• [GIVEN RECORDS]:
PR #961, opened 2019-02-20
Added to dockerfile autogen.sh

bond95:
Quick fix


gregsheremeta:
Why? What was wrong? (Please use better descriptions in the future ...)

• [EXERCISE]:
All records shown above are to be repeated exactly.

• [EXERCISE RESPONSE]:
PR #961, opened 2019-02-20
Added to dockerfile autogen.sh

bond95:
Quick fix


gregsheremeta:
Why? What was wrong? (Please use better descriptions in the future ...)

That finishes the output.